In other words, how do I prioritize local nodes that have lots of computational power, over those that have a high latency and may be less powerful, or how would I ideally prioritize high performance remote nodes with high transmission latencies to specifically do those processes with a relatively huge computations/transmission (that is, completed work per message ,per time unit) ratio?
I am mostly thinking in terms of basically benchmarking each node in a cluster by sending them a benchmark process to run during initialization, so that the latencies involved in messasing can be calculated, as well as the overall computation speed (that is, using a node-specific timer to determine how fast a node terminates with any task).
Probably, something like that would have to be done repeatedly, on the one hand in order to get representative data (that is, averaging data) and on the other hand it might possibly even be useful at runtime in order to be able to dynamically adjust to changing runtime conditions.
(In the same sense, one would probably want to prioritize locally running nodes over those running on other machines)
This would be meant to hopefully optimize internal job dispatch so that specific nodes handle specific jobs.
We've done something similar to this, on our internal LAN/WAN only (WAN being for instance San Francisco to London). The problem boiled down to a combination of these factors:
The overhead in simply making a remote call over a local (internal) call
The network latency to the node (as a function of the request/result payload)
The performance of the remote node
The compute power needed to execute the function
Whether batching of calls provides any performance improvement if there was a shared "static" data set.
For 1. we assumed no overhead (it was negligible compared to the others)

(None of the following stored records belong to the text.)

PR #275, opened 2015-06-26
adds a callback option after creating a new value

walidvb:
Have read the contributing guidelines only after making the (tiny) change, apols for this.

Adds a callback option after creating a new value. 
My usecase is the following. Students belong to a Studio, and you can assign the studio in a table. If the studio doesn't exist, adding it in the field should make a POST request to create one on the server.

`npm run test` failed on the previous commit already, I haven't tried to fix it.

### DIFF
--- a/README.md
+++ b/README.md
@@ -140,34 +140,35 @@ For multi-select inputs, when providing a custom `filterOptions` method, remembe
 ### Further options
 
 
-	Property			|	Type		|	Description
+	Property         | Type   | Description
 :-----------------------|:--------------|:--------------------------------
-	value 				|	any			|	 initial field value
-	multi 				|	bool		|	 multi-value input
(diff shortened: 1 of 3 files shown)


walidvb:
This actually needs to handle better the priority of `onChange` and `onCreateValue`. In my case, i need to make sure that the Studio is created before assigning the Studio. Maybe i should leave to the user to trigger `onChange`?

josefanostylus:
Hi, I have a similar case. Did you figure out how to do it?

walidvb:
No, i haven't looked at this in more details. Does my commit not help?

josefano:
Sorry , I didnt notice the commit. I figured a solution by just using "onNewOptionClick" event handler and passing a callback to my ajax request inside that  handler. Thanks though :)

PR #276, opened 2015-06-26
Add 'is-selected' class to the selected option

miraks:
Sometimes you may want to add additional styles to the selected option.


JedWatson:
Makes sense @miraks, thanks!

PR #277, opened 2015-06-27
Will it be better if the default async options set is auto-loaded with the default value?

Neson:
Just like where this PR has changed. I think it's useful to autoload the correct options set base on the initial value (if it exists).


JedWatson:
:+1: good call @Neson, thanks.

PR #552, opened 2015-10-30
added a flag to preserve input value when options change

alexeib:
I was trying to use react-select as basically an autocomplete component that goes to the server and fetches search results as the user types. Unfortunately whenever results arrive, react-select removes the text that the user has typed in. This change preserves input that the user typed to filter/search until the selected value changes, or they decide to remove the text themselves


JedWatson:
I like this, do you think it should be on by default? Seems like clearing the input when new options arrive is more a bug than a feature.

alexeib:
I agree. I already added 2 additional check ins that basically remove the flag and preserve the user input until selection changes. I am travelling right now but once i am back i can flesh this out and add some tests if you'd like.

JedWatson:
Thanks for the PR @alexeib. I've taken this into account in the new version and from my testing it works properly in the beta, let me know if you have the same experience.

alexeib:
it works great now. thanks a lot

Issue #566, opened 2015-11-02
ClearValue Function is Bound to Multiple Click Events


Fireworks:
Currently the `clearValue` handler is bound to both `onClick` and `onMouseDown` events.  

https://github.com/JedWatson/react-select/blob/master/src/Select.js#L846

Binding it to `onClick` causes `mouseUp` events to also trigger a clear.  I'm having an issue with this because I am attempting to clear a value which causes reordering of my options in such a way that a new ReactSelect component (with a set value) appears in place of the cleared element.  Thus, the `mouseDown` will clear the first value, then a new component is rendered underneath the mouse pointer which causes the `mouseUp` to clear the second value as well.

This could be solved by simply removing the binding of `clearValue` to `onClick` on the line above.  I would PR this change directly, but I wanted to check to see if there was a specific reason the clear is also being bound to `onClick`.

JedWatson:
Resolved in the rewrite for 1.0, let me know if you find any issues in the new version related to this.

PR #569, opened 2015-11-03
Remove onClick clearValue

Fireworks:
I made an issue about this (https://github.com/JedWatson/react-select/issues/566) but went ahead and PR'd the change because I couldn't see a drawback to changing this and I need this fix ASAP.

To summarize: having the `clearValue` bound to onClick triggers clearing on a `mouseUp` event, causing issues in my case.

I know there is a rewrite in progress for 1.0, but I'm trying to avoid having to maintain a forked version for this minor change.


JedWatson:
@Fireworks Thanks for the PR! I've taken this into account in the rebuild, let me know if you have any issues with the new beta.

PR #577, opened 2015-11-06
Added !default to scss variables to more easily customize

naddeoa:
This will allow people to override the variables in their own scss files
without having to touch the source.


JedWatson:
Good call! Thanks @naddeoa.

PR #599, opened 2015-11-16
Fix keyboard nav for non-searchable multi controls

MrLeebo:
This is a simple fix based on @azaharakis's comments on #595.


JedWatson:
Thanks @MrLeebo

PR #609, opened 2015-11-20
Fix failing Value.js tests

MrLeebo:
* Fixes label onTouchEnd mistake (`this.props.handleMouseDown` should be `this.handleMouseDown`)
* Drops event propagation test (method no longer exists)
* Fixes other tests


JedWatson:
Thanks!

PR #611, opened 2015-11-21
Clicking on scrollbar will hide the options (a bug reappear?).

albertoclarit:
this.handleMouseDownOnMenu might be an oversite. Changing to handleMouseDown will solve the issue


gwyneplaine:
Thanks for this @albertoclarit, the root behaviour addressed by this PR has been fixed in the following PR https://github.com/JedWatson/react-select/pull/408

PR #621, opened 2015-11-23
Pressing Enter on open Select should stop propagation

MrLeebo:
I don't expect pressing Enter on an open menu to bubble back to the Select's container.

### DIFF
--- a/src/Select.js
+++ b/src/Select.js
@@ -247,6 +247,7 @@ const Select = React.createClass({
 			break;
 			case 13: // enter
 				if (!this.state.isOpen) return;
+				event.stopPropagation();
 				this.selectFocusedOption();
 			break;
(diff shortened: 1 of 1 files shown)


MrLeebo:
@JedWatson Is this OK?

MrLeebo:
@JedWatson This trivial one-liner prevents pressing Enter on an open menu from also submitting the form that the Select is a part of. May I ask what I can do to expedite it being merged? I am forced to maintain a fork of react-select until it does.

JedWatson:
Sorry for the delay @MrLeebo, and thanks for the fix! I'll release an update with this included tonight.

MrLeebo:
@JedWatson Awesome, thank you!

PR #630, opened 2015-11-26
Fixing access to asynchronously loaded data

mkotelnikov:
This construction "options: data && data.options || []," does not work (it provides null).
It was changed to "options: !!data ? data.options || [] : [],"


gwyneplaine:
Thanks @mkotelnikov, as far as I can see the existing code is now working as expected, and does not produce a null case. 

PR Closed.

PR #631, opened 2015-11-26
Change input back to div

azaharakis:
This essentially reverts the change made here
https://github.com/JedWatson/react-select/pull/595 By applying a tabIndex on a
div element allows it to be focused. This was the reason the div was changed to
an input, by putting it back to a div mobile devices display consistent behaviour
when the select box recieves focus. IOS would display a chrome at the bottom
of the page where as chrome wouldn't.


JedWatson:
Thanks @azaharakis, that's much cleaner.

Issue #1252, opened 2016-09-26
Clearing value in multi select causes option list to expand


jamaica474:
Given multiselect with several options selected:
![0390b46807ac2ef6d68958bfa393018a](https://cloud.githubusercontent.com/assets/7143553/18844059/a726a2d0-83e9-11e6-918f-0fbc3eb36e7a.png)

When I click on either 'X' (clear single or clear all):
![yniu5k 1](https://cloud.githubusercontent.com/assets/7143553/18844162/13714cec-83ea-11e6-93f4-dc32e46a4077.jpg)

Option list expands: 
![5lf9ix](https://cloud.githubusercontent.com/assets/7143553/18844198/4a0eb7ee-83ea-11e6-916a-ab7aa6e7b558.jpg)

I would say this behavior is unexpected, when user clicks clear select should only clear itself, nothing else should happen.,

dylanfpaul:
+1

puckybreg:
+1

bladey:
Hello -

In an effort to sustain the `react-select` project going forward, we're closing old issues.

We understand this might be inconvenient but in the best interest of supporting the broader community we have to direct our limited efforts to maintain the latest version.

If you aren't using the latest version of `react-select` please consider upgrading to see if it resolves any issues you're having.

However, if you feel this issue  is still relevant and you'd like us to review it - please leave a comment and we'll do our best to get back to you!

PR #2198, opened 2017-12-07
Don't open drop down menu when clear values

Chopinsky:
This PR is to address issue #1252, where when "clear" button is clicked upon, the drop down menu will prompt to open. This issue is caused by involuntarily firing the focus event after clearing values, where we will prompt the menu regardless of the context.

To address this issue, we will set a flag in the `clearValue` function, and then reset the flag after the focus handler finishes.

### DIFF
--- a/src/Select.js
+++ b/src/Select.js
@@ -237,6 +237,7 @@ class Select extends React.Component {
 					isPseudoFocused: false,
 				});
 			}
+
 			return;
 		}
 
@@ -259,6 +260,8 @@ class Select extends React.Component {
 			this.focus();
 
 			let input = this.input;
+			let toOpen = true;
+
 			if (typeof input.getInput === 'function') {
 				// Get the actual DOM input if the ref is an <AutosizeInput /> component
 				input = input.getInput();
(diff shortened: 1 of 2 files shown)


garrettdehnketurpin:
Just curious, on when this branch will be merged?

Regards,
Garrett

JedWatson:
Opening when the clear button is clicked was originally intended behaviour, but having tested the two this does make more sense. Seems like if the user intention is to clear the field, it doesn't necessarily also convey an intention to open the menu... right?

This also makes the "clear" behaviour consistent with the behaviour of the "remove" icon on values in a multi-select, so I'm happy to merge it.

Would you mind resolving the conflict @Chopinsky? I've taken a look and am not 100% confident how to preserve your fix without digging deeper into it.

JedWatson:
Nevermind, I'm about to release a version and want to include this so I've dug in deeper and resolved the conflicts. Thanks for the PR @Chopinsky!

samuelcolvin:
Any chance of getting a release with this included?

PR #2203, opened 2017-12-08
Add re-display of text input in Select component on edit

gwailoTr0n5000:
Useful for the case that you want to restore partially entered state or enable editing of a previously entered/selected option.


JedWatson:
Hey @gwailoTr0n5000, thanks for the PR!

I think that this would introduce some lack of clarity around the state of the select for users; `inputValue` looks indistinguishable from the selected value with the default styling, so using the prop would mean the select _looks_ like it has a value, but it would not.

Also, because the prop doesn't sync with state after initial mount, it would be confusing for people used to `value` or `xValue` props being controlled; it behaves more like the `defaultValue` prop on react input components.

Even that is slightly different; there are other events (e.g. focusing then blurring the select) that would reset the value unexpectedly.

I'm not totally adverse to your use-case, but I'm not comfortable introducing the new prop while it could cause that kind of confusion for users.

Let me know what you think.

Also, just for the future - please make sure PRs only include changes to the `src` files!

jossmac:
@gwailoTr0n5000 please ping the thread if this is still a concern, and needs to be re-opened.

PR #2205, opened 2017-12-11
Use onSelectResetsInput for single select

### LINKED ISSUE #1092: Keeping inputValue
Hi, is there a way to be able to set the inputValue based on a prop?

lachiet:
Allow onSelectResetsInput to persist the inputValue on single selects. This feature is already working for multiselect.

Fixes #1092


JedWatson:
Thanks @lachiet

Issue #2182, opened 2017-11-29
Two 'selects' can be open by clicking on an arrow


an4ger:
I have 2 selects on one page. Click on first select arrow and than click on second select arrow. Both selects stay opened.

![react-select-2opened](https://user-images.githubusercontent.com/5645926/33377756-3fd93a00-d51b-11e7-82a1-406092dc4372.png)

Problem is located in: [https://github.com/JedWatson/react-select/commit/f6920deefd935d366cddff14cb45b7f6f950c08b](https://github.com/JedWatson/react-select/commit/f6920deefd935d366cddff14cb45b7f6f950c08b)

Return statement was removed and event not bubble to main handleMouseDown

```
 		if (!this.state.isOpen) {
-			return;
+			this.setState({
+				isOpen: true,
+			});
 		}
 		// prevent default event handlers
 		event.stopPropagation();
 		event.preventDefault();
```

kurtinatlanta:
I submitted PR #2213 to fix this.

JedWatson:
Fixed by #2213 with thanks to @kurtinatlanta

vladlucapitech:
Thank's, when to expect a new release that contains this fix?

PR #2213, opened 2017-12-12
Fix issue #2182

kurtinatlanta:
There was a change made in commit f6920de that results in multiple dropdowns being open at the same time because stopping propagation of the arrow mouse down event in select 2 when opening its dropdown does not allow the blur event to happen for select 1, so the dropdown for select 1 remains open.


JedWatson:
Great catch @kurtinatlanta, thanks!

sloyless:
@JedWatson pls

PR #2215, opened 2017-12-13
onSelectResetsInput regression fixed

dehamilton:
Recent changes to componentWillReceiveProps prevented the input from retaining values even if onSelectResetsInput was false. This PR resolves that regression and adds tests around onSelectResetsInput, which I didn't notice anywhere. Also updated package.json to use cross-env for all scripts.

### DIFF
--- a/src/Select.js
+++ b/src/Select.js
@@ -102,7 +102,7 @@ class Select extends React.Component {
 			this.setState({ required: false });
 		}
 
-		if (this.state.inputValue && this.props.value !== nextProps.value) {
+		if (this.state.inputValue && this.props.value !== nextProps.value && this.props.onSelectResetsInput) {
 			this.setState({ inputValue: this.handleInputValueChange('') });
 		}
 	}
@@ -565,6 +565,7 @@ class Select extends React.Component {
 			this.hasScrolledToOption = false;
 		}
 		const updatedValue = this.props.onSelectResetsInput ? '' : this.state.inputValue;
+		console.log(this.props.onSelectResetsInput, this.state.inputValue, updatedValue);
 		if (this.props.multi) {
 			this.setState({
 				focusedIndex: null,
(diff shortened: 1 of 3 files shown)


test/Select-test.js
```diff
@@ -2129,6 +2129,66 @@ describe('Select', () => {
 
 	});
 
+	describe('with multi=true and onSelectResetsInput=false', () => {
```
yuri-sakharov: more accurately `describe('with multi=true and different onSelectResetsInput', () => {`

test/Select-test.js
```diff
@@ -2129,6 +2129,66 @@ describe('Select', () => {
...
+		it('should have retained inputValue after accepting selection', () => {
```
yuri-sakharov: it('should have retained inputValue after accepting selection if onSelectResetsInput=false ', () => {

test/Select-test.js
```diff
@@ -2129,6 +2129,66 @@ describe('Select', () => {
...
+
+			clickArrowToOpen();
+			typeSearchText('two');
+			pressEnterToAccept();
+			setValueProp('two'); // trigger componentWillReceiveProps
+
+			expect(instance.state.inputValue, 'to equal', 'two');
+		});
+
+		it('should have reset the inputValue after accepting selection', () => {
```
yuri-sakharov: it('should have reset the inputValue after accepting selection if onSelectResetsInput= true  or not set', () => {

JedWatson:
Thanks for the fix @dehamilton and for the review, @yuri-sakharov. I'm about to publish a new version so I've made the changes you suggested directly, so I can get this merged 👍

src/Select.js
```diff
@@ -102,7 +102,7 @@ class Select extends React.Component {
 			this.setState({ required: false });
 		}
 
-		if (this.state.inputValue && this.props.value !== nextProps.value) {
+		if (this.state.inputValue && this.props.value !== nextProps.value && this.props.onSelectResetsInput) {
```
yuri-sakharov: I think better `if (this.state.inputValue && this.props.value !== nextProps.value && nextProps.onSelectResetsInput) {`

yuri-sakharov: Hi, @JedWatson 
Sorry I didn't see the merge. Can you please also add this change?
Thank you.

For 2. we actively measured it using probe messages to measure round trip time, and we collated information from actual calls made
For 3. we measured it on the node and had them broadcast that information (this changed depending on the load current active on the node)
For 4 and 5. we worked it out empirically for the given batch
Then the caller solved to get the minimum solution for a batch of calls (in our case pricing a whole bunch of derivatives) and fired them off to the nodes in batches.
We got much better utilization of our calculation "grid" using this technique but it was quite a bit of effort. We had the added advantage that the grid was only used by this environment so we had a lot more control. Adding in an internet mix (variable latency) and other users of the grid (variable performance) would only increase the complexity with possible diminishing returns...
The problem you are talking about has been tackled in many different ways in the context of Grid computing (e.g, see Condor). To discuss this more thoroughly, I think some additional information is required (homogeneity of the problems to be solved, degree of control over the nodes [i.e. is there unexpected external load etc.?]).
Implementing an adaptive job dispatcher will usually require to also adjust the frequency with which you probe the available resources (otherwise the overhead due to probing could exceed the performance gains).
Ideally, you might be able to use benchmark tests to come up with an empirical (statistical) model that allows you to predict the computational hardness of a given problem (requires good domain knowledge and problem features that have a high impact on execution speed and are simple to extract), and another one to predict communication overhead. Using both in combination should make it possible to implement a simple dispatcher that bases its decisions on the predictive models and improves them by taking into account actual execution times as feedback/reward (e.g., via reinforcement learning).